### WHAT YOU ARE ASKED TO DO:
What you give must be exactly the lines of the material from the first through the line that contains "- update frontend", inclusive, and no others.
##############################
PR #858, opened 2026-04-14
Feat update marine page & Feat/hook pame gl from DMP

yuelongh:
- Add views for GL and PAME from DMP
- Update importers to use the views
- update frontend for  PAME, GL related 
- Update download site_id collector to depend on filter types so it doesn't always append all site_ids in the DB for some filtering.
- Update marine page

Chores:
- Remove API v3 as it shouldn't be there
- Remove networks as it is no longer used


app/models/pame_evaluation.rb
```diff
@@ -67,109 +73,93 @@ def self.structure_data(page, items)
...
+        where_params[:method] = quoted.empty? ? nil : "pame_methods.name IN (#{quoted.join(',')})"
       when 'year'
-        where_params[:year] = options.empty? ? nil : "pame_evaluations.year IN (#{options.join(',')})"
-      else
-        where_params[:type] = nil if options.empty? || options.length == 2
+        where_params[:year] = options.empty? ? nil : "pame_evaluations.asmt_year IN (#{options.join(',')})"
+      when 'type'
+        if options.length == 1
+          where_params[:type] = if options[0] == 'Marine'
+                                  'COALESCE(protected_areas.marine, protected_area_parcels.marine)'
```
IMDaniyal, line 108: 'COALESCE(protected_areas.marine, protected_area_parcels.marine) = true'

PostgreSQL will coerce the COALESCE expression as a truthy non-nil value regardless of the actual marine flag, so this filter has no effect.

app/presenters/protected_area_presenter.rb
```diff
@@ -147,33 +154,42 @@ def parcel_oecm_attributes(parcel)
...
-    }
+    protected_area.parcels_including_protected_area_self.sort_by(&:site_pid).map do |parcel|
+      {
+        site_pid: parcel.site_pid,
+        affiliation: 'parcc_info',
+        image_url: ActionController::Base.helpers.image_url('logos/parcc.png'),
+        link_title: "View the climate change vulnerability assessments for #{protected_area.name}",
+        link_url: url_for_related_source('parcc_info', protected_area)
+      }
+    end
```
IMDaniyal: has_parcc_info is a PA-level flag, not per-parcel, so mapping over all parcels produces N identical PARCC entries — one per parcel. The frontend groups affiliations by site_pid, so a PA with 3 parcels would show 3 PARCC logos in the PDF view.
Suggested fix — return a single entry keyed to the PA's own site_pid:

```
[{
  site_pid: protected_area.site_pid,
  affiliation: 'parcc_info',
  image_url: ActionController::Base.helpers.image_url('logos/parcc.png'),
  link_title: "View the climate change vulnerability assessments for #{protected_area.name}",
  link_url: url_for_related_source('parcc_info', protected_area)
}]
```

app/controllers/green_list_controller.rb
```diff
@@ -54,32 +54,27 @@ def map_overlays
   end
 
   def point_query_services
+    site_ids = pas_with_green_list_on_self_only.pluck(:site_id)
     wdpa_services_for_point_query.map do |service|
       service.merge({
-        queryString: site_ids_where_query(green_list_areas.map(&:site_id))
+        queryString: site_ids_where_query(site_ids)
       })
     end
```
IMDaniyal: pas_with_green_list_on_self_only only returns PAs where the GL status sits on the PA record. Any PA where the green list is held on a parcel only (parcel-level GL) won't appear in the map point query.
ProtectedAreaParcel.greenlisted_parcels was added in this PR — its site_id values can be unioned in directly:

```
def point_query_services
  pa_site_ids     = pas_with_green_list_on_self_only.pluck(:site_id)
  parcel_site_ids = ProtectedAreaParcel.greenlisted_parcels.pluck(:site_id)
  all_site_ids    = (pa_site_ids + parcel_site_ids).uniq

  wdpa_services_for_point_query.map do |service|
    service.merge({ queryString: site_ids_where_query(all_site_ids) })
  end
end
```

Also worth noting: the same gap affects terrestrial_green_list_area_ids (line 86) and marine_green_list_area_ids (line 90), which feed the terrestrial/marine map overlays via map_overlays. Those would need the same union treatment.

IMDaniyal (changes requested):

app/models/pame_evaluation.rb
yuelongh: If a type filter is present and Marine is chosen, then it filters out those entries that return FALSE or NULL. 
If a type filter is present but Marine isn't chosen, then it filters out those that return true and it will never be null so I think we are safe here?

IMDaniyal: Ah yes, that would work.

app/controllers/green_list_controller.rb
yuelongh: changed all to support any parcels specifically, not just when the first parcel that is gl

IMDaniyal (approved):

PR #613, opened 2021-10-09
followups to #582

Azaezel:


Azaezel:
There *will* be more work done on a cleanup front, but this stops most of the errorspam and a few crashes, so using the savepoint, as it were.

PR #627, opened 2021-10-16
sound asset followups

Azaezel:


Azaezel:
TODO list 16OCT2021:
afxAudioBank-
this serves as effectively a tool for dropping a directory in whole cloth. will need to determine how we wish to apply assetification principles here

guiTextEditCtrl and guiTypes fall into a circular dependency we'll need to resolve

PR #637, opened 2021-10-26
blatantly ganked from T2D; adds rotation as an option for drawbitmap

Azaezel:
demonstrates a bit of usage in guibitmapctrl. (do note, gui elements may need followup via altering thier clip rect depending on how folks want to end up using this)


JeffProgrammer (approved):

dottools:
I know this was copied from T2D, but we don't normally use type prefixes in argument names. `fSpin`

Even calling it `spin` is a misnomer as it isn't spinning (which implies animation) when it is just a rotation angle.
So the argument could be named `rotation` or `angle` instead.

PR #652, opened 2021-11-02
BugFix: Correct a crash in the variable inspector

Ragora:
This PR addresses a potential crash in the variable inspector caused by a user-after-free memory error. The problem arises from the variable inspector holding pointers into tVector managed memory which may be freed at any point in time later in execution (Eg. due to a tVector resize), causing a dangling pointer into this memory space.

So we allocate these entries individually on the heap and hold pointers in the tVector to them.


dottools:
Honestly I don't see any fixes here. All you've done is changed `mFields` to manual resource memory management instead of letting the `Vector` STL container do it for us.

Ragora:
The fact that TVector was managing it for us is the problem. We were maintaining pointers into a buffer that can be reallocated at any point in time due to a push_back call and invalidate all pointers into said buffer which is what led to the crash. If this is not an acceptable fix then the code simply needs written.

I guess I should have included a reproduction to show it does do something:

Screen Shot 2021-11-02 at 10 08 48 PM

Repeatedly clicking "DefaultImportConfig" prior to the patch would cause the engine to crash.

dottools:
Hmmmm. I suppose that the internal `Vector` memory manager could end up calling `realloc()` when its existing memory allocation becomes fully occupied which would invalidate the existing pointers to the container's members.

PR #674, opened 2021-11-16
Adjustment: Generalization of platformX86UNIX to platformPOSIX

Ragora:
This PR generalizes most of platformX86UNIX to platformPOSIX. It also enables the enableWinConsole(1); command to work on MacOS.


dottools:
This looks like it was only tested on Mac. Platform X86UNIX was also meant for Linux.
I also noticed that you deleted checking for dedicated server builds of which will no longer work as intended.

Ragora:
I retested to verify my sanity on Linux and it runs. I then double checked if anything used the class (by removing the class fully and recompiling) with no problems. I then triple checked it with a grep that turned up nothing. So unless we want to keep the class for some reason I should have removed it entirely.

PR #676, opened 2021-11-17
Optionally allow to treat script assert as warning

JeffProgrammer:
This commit allows us to treat variable use before assign errors and local variables inside of the global scope as warnings instead of asserts. This will allow for easier porting of legacy scripts. It is highly recommended use this as an aid to port scripts, but can be used in production if needbe.


JeffProgrammer:
Before merge, need to test eval.

PR #682, opened 2021-11-23
rip out sideprojection

Azaezel:
the shader feature, not the behaviour that is now automatic


lukaspj:
Eh, isn't this removing both features and behavior?

Azaezel:
from the results, seems not, though do please throw some extra samples at it

PR #696, opened 2021-12-04
BugFix: Correct compilation for MacOS

Ragora:
This PR addresses compilation errors on MacOS. It uses C++17 on the primary engine executable and C++11 on all libraries we compile ourselves - seemingly not specifying the C++ standard explicitly for libraries caused strange compilation errors in Assimp, for example.


rextimmy:
Sorry this is my bad, I did test it with gcc but not clang. I wonder if it would be better to let each library in the Tools/CMake/libraries directory set what cxx version it requires?

PR #700, opened 2021-12-08
clean up normalmap results for forward lit mats

Azaezel:


Azaezel:
killing this as it was just a remindernote/temp workaround.

PR #704, opened 2021-12-13
A clean implementation of Lukas' Fix side projection #684 PR with Az's addendum fix rolled in

Areloch:


lukaspj:
Note that iirc this still has some issues with extreme cases that I haven't worked out.

The normal is computed.. not wrong but in a way that's sensitive to edge cases.

Say you have 3 vertices next to each other, ignoring the 3rd dimension here: (-1; 0), (0; 0) and (1; 100).

Then we want to compute the normal for the middle one. Intuitively, this normal should point at a 45 degree angle right?
Actually we would probably prefer having two normals, one for each "side" of the vertex, but alas we have one.

What actually happens is that the magnitude of vector between mid point and right point is so big, that it cancels out the vector between left and mid, making the normal point straight left (1; 0).

Imo the magnitude of the vector shouldn't matter, only the direction, so I think the connotation of the normals for the terrain should be changed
##############################
### EXERCISE SOLUTION:
PR #858, opened 2026-04-14
Feat update marine page & Feat/hook pame gl from DMP

yuelongh:
- Add views for GL and PAME from DMP
- Update importers to use the views
- update frontend for  PAME, GL related 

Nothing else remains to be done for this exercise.